**Exercise materials:**
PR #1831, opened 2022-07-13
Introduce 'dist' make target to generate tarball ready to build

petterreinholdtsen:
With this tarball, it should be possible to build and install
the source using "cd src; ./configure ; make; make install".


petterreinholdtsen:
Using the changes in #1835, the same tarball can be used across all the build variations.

**Assignment:**
Please report every line of the listing that contains the string "install".

**Output for this exercise:**
With this tarball, it should be possible to build and install
the source using "cd src; ./configure ; make; make install".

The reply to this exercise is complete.